As I sit here listening to one of my favorite albums, Magic Potion by The Black Keys, I had an ah-ha! moment. I had so many dreams walking into this marriage so many years ago. Leigh and I would be happy (and we were, at least I was, through everything), we would travel, I would write my book, we wouldn’t live pay check to pay check like our parents, we would have three beautiful and happy kids, we would move out of Oklahoma, we would start our own business, I would work on nature photography, Leigh was going to build me a dark room, He was going to buy the bike, etc. The dreams go on and on. But now I see that it was only his dream he worked on coming true. He did like every other person did in my life, and told me what I wanted to hear. Meanwhile, my dreams got pushed to the side. Something would come up and I couldn’t work on what I wanted to. I wanted a day to do photography during spring break, but it want important. Leigh wanted all spring break for his Ride’s Edge course, he got it. I mean, I have like a million examples to show how imbalanced it all was.
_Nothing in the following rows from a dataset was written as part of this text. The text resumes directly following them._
PR #707, opened 2019-09-18
Add support for handling email validation challenges

richvdh:
As of MSC2078, the homeserver is allowed to send its own email validation when we do a /requestToken, so stubbing it out in the test Identity Server no longer cuts the mustard.

These tests should pass against current develop (and master). `tests/12login/01threepid-and-password.pl` should also pass against `anoa/account_3pid_homeserver_send_email` (https://github.com/matrix-org/synapse/pull/6042), except that there seem to be implementation errors over there which need fixing. `tests/54identity.pl` certainly *won't* pass against that branch, because it tests things that that branch conciously disables.

~~This PR is based on #705 and #706.~~

### DIFF
--- a/tests/12login/01threepid-and-password.pl
+++ b/tests/12login/01threepid-and-password.pl
@@ -45,17 +45,53 @@ sub validate_email_for_user {
          Future->done;
       }),
 
-      # we now expect a callout to our test ID server.
-      await_id_validation( $id_server, $address ),
+      # depending on the server under test, we should expect either a callout to
+      # our test ID server, or an email from the homeserver.
+      #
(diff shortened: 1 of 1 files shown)


richvdh:
I don't think POSTs are supported on the confirmation link?

anoadragon453:
> I don't think POSTs are supported on the confirmation link?

They are :D https://matrix.org/docs/spec/identity_service/unstable#post-matrix-identity-v2-validate-msisdn-submittoken

anoadragon453:
Conclusion: We removed the POST as Synapse doesn't prompt the user to use it yet.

So, back to my light bulb moment. I’ve decided I have to start living life for me. I want to do things that make me happy. I am going to start writing again, I love it. I want more than anything to become published. That would really be the most amazing thing ever. I want to travel, oh god, I want to travel so bad. England, Ireland, Wales, Scotland, Greece…. I want to see it all. I want to work on my nature photography. I love to photograph nature. I want to get lost in the forests in Washington with nothing more than my camera, extra battery, and several SD cards. I realized that since I couldn’t live my dreams, I lived them through him. I want to ride Harleys and work on them. I know way more than he does or ever will. I’m the kid that sat on her dad’s work table in the garage and handed him tools and parts while he worked and built bikes. I was the one who bought him accessories and parts for the 883. I supported him in his riding. He is what you call a yuppie or a weekend rider. He will never be anything more. He isn’t a biker. Having a bike doesn’t make you a biker. I can tell you now, the man he idolizes wouldn’t even spit in his direction.
I’m done letting a man run my life in the manner that he wants. I’m tired of coming last in life. For now on, I come first. My dreams are important. I’m never going to put myself on the back burner again.